Experimentalarchäologischer Werkstattbereich in der Römischen Villa Borg eröffnet

Mit der Eröffnung des neuen experimentalarchäologischen Werkstattbereiches und der Vorstellung weiterer Neuerungen erwarten die Besucher ab sofort weitere, spannende Attraktionen in der Römischen Villa Borg. Dies sind der experimentalarchäologische Werkstattbereich, erste Projekte zur multimedialen Inszenierung der Anlage, zum Beispiel eine Hör-App, sowie Optimierungen wie schnelles Internet, Sanierungen, Renovierungen und die Installation eine Induktionsschleife, die den Bedürfnissen hörgeschädigter Besucher entspricht. Zudem wurden der Parkplatz und der Kassenbereich modern, besucherfreundlich und behindertengerecht umgebaut.

Der Werkstattbereich

2013 wurde aus eigenen Mitteln der Einrichtung eine kleine Glashütte nach römischem Vorbild rekonstruiert und erfolgreich genutzt. Durch die finanzielle Unterstützung des Ministeriums für Wirtschaft, Arbeit, Energie und Verkehr konnten nun weitere Werkstätten, wie die Schmiede, die Töpferei sowie eine große Glashütte errichtet werden.  Gemeinsam mit den Kunsthandwerkern, den Mitgliedern des Fördervereins versuchte sich Landrätin Daniela Schlegel- im Bearbeiten von Metall in der Schmiede. Foto: Landkreis Merzig-Wadern/Werner KleinEröffnung neuer Werkstattbereich

„Mit dem experimentalarchäologischen Werkstattbereich wird so den Funden (Metall- und Glasschlacke, Lehmvorkommen) Rechnung getragen und den Besuchern die Möglichkeit eröffnet, dem Gesamtkonzept des Archäologieparks folgend, an Vorführungen alter Handwerkstechniken teilzunehmen bzw. diese selbst auszuprobieren. Ein weiterer Aspekt ist die wissenschaftliche Überprüfung von Theorien zu Handwerkstechniken sowie Experimente hierzu. Damit einher geht eine Attraktivitätssteigerung der Gesamtanlage für die Besucher, betonte Landrätin Daniela Schlegel-Friedrich während der Eröffnungsfeier.

Multimediale Inszenierung

Zusätzlich konnten über die bewilligte Maßnahme des Ministeriums und die Kooperation mit der Hochschule der Bildenden Künste Saar erste Projekte für eine multimediale Inszenierung der Villa Borg gestartet werden. Ein Modell der gesamten Anlage wird über einen Beamer animiert, sodass die Gebäudeteile und Wegeführungen zu erkennen sind. Eine spezielle Hör-App wurde eröffnet Einzelbesuchern die Möglichkeit zu eröffnen die Anlage selbstständig zu erkunden. Die App kann einfach im App-Store heruntergeladen werden. Sobald der Besucher die Anlage betritt, wird er über die App zum Startpunkt geleitet und von dort durch die einzelnen Stationen.

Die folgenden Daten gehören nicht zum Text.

Issue #1584, opened 2023-10-18
Improve granularity of copy_from_upstream


SWilson4:
As things currently stand, the `copy_from_upstream` script attempts to integrate updates for _all_ schemes sourced from a given upstream. The update source is given by a git commit SHA for the upstream repo.

It would be nice to have the option to override this on a scheme-by-scheme basis so that integrating upstream code doesn't get messy if OQS (deliberately) goes out of sync with an upstream source on some algorithms but not others. For instance, we could specify that the PQClean aarch64 implementations of Dilithium and Kyber should remain at the latest commit before [PQClean updated their implementation to be in sync with the pq-crystals `standard` branches](https://github.com/PQClean/PQClean/pull/511) while still pulling the latest updates to HQC and Sphincs+.

baentsch:
Actually, I think I just "discovered" a "solution" for this in the code of `copy_from_upstream.py`: Just set the environment variable NOT_READY to families you don't want to copy and they're skipped. Correct @bhess? I know, documenting any feature ([see your commit adding this](https://github.com/open-quantum-safe/liboqs/commit/fc35e09a1491fe3ffaba90999c1767e65a694ac9)) is not great fun -- but not doing it decreases the code's value and causes others to re-invent the wheel (or go ballistic). In any case, not good. In that light, could you please also take a look at #1586, @bhess? Does this ring any bells in your mind? I'm now somewhat demotivated to go through this logic...

SWilson4:
I tested running `NOT_READY="kyber dilithium" python3 copy_from_upstream.py copy` on my branch, and it changed a bunch of files we wouldn't want it to, including removing Kyber and Dilithium from `CMakeLists.txt`. So unfortunately I don't think it's a quick fix. That said, perhaps it could be turned into one? I haven't looked closely at it yet.

baentsch:
> including removing Kyber and Dilithium from CMakeLists.txt. So unfortunately I don't think it's a quick fix. That said, perhaps it could be turned into one?

[...]

PR #1478, opened 2023-05-20
Patch AVX2 support: No Win for Sphincs+

baentsch:
Fixes #1476 . Also activates Sphincs testing in AppVeyor -- about time after 3 years :) Let's see how much this sets back the CI time...

* [no] Does this PR change the input/output behaviour of a cryptographic algorithm (i.e., does it change known answer test values)?  (If so, a version bump will be required from *x.y.z* to *x.(y+1).0*.)
* [no] Does this PR change the list of algorithms available -- either adding, removing, or renaming? Does this PR otherwise change an API? (If so, PRs in [oqs-provider](https://github.com/open-quantum-safe/oqs-provider), [OQS-OpenSSL](https://github.com/open-quantum-safe/openssl), [OQS-BoringSSL](https://github.com/open-quantum-safe/boringssl), and [OQS-OpenSSH](https://github.com/open-quantum-safe/openssh) will also need to be ready for review and merge by the time this is merged.)

PR #1589, opened 2023-10-20
Run copy_from_upstream and test

### LINKED ISSUE #1586: copy_from_upstream run mistake (also in 0.9.0 release)
When looking into https://github.com/open-quantum-safe/liboqs/issues/1584 I noticed that "main" (and 0.9.0) are not idempotent to a run of `copy_from_upstream` on my machine: See the differences in https://github.com/open-quantum-safe/liboqs/blob/mb-fixcopyfromupstream: Compare for example the documentation of algorithm feature sets for Sphincs.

Attraktiver Tages- und Konferenzort – jetzt mit schnellem Internet

Aktuell wurde die Villa Borg auch mit dem dringend benötigen „schnellen Internet“ über ein Glasfaserkabel angebunden. Möglich gemacht wurde dies durch Fördermittel der Staatskanzlei. Damit ist auch die Grundlage, nicht nur für den weiteren Ausbau des Tagungs- und Konferenzprogrammes, sondern auch für die multimediale Weiterentwicklung der schon begonnenen Programme gelegt.
Finanzielle Unterstützung kam für diese Projekte vom Landkreises Merzig-Wadern sowie der Sparkasse Merzig-Wadern. Großen Einsatz zeigen auch der Förderkreis, der durch seine finanzielle Unterstützung zur weiteren Attraktivitätssteigerung im Museum und im gesamten Gelände der Villa Borg beigetragen hat, sowie Tavernenpächter Christian Heinsdorf, der durch die Haltung von Tieren (aktuell 14 Hühner, 5 Schafe, 2 Gänse) die Römische Villa noch lebendiger macht.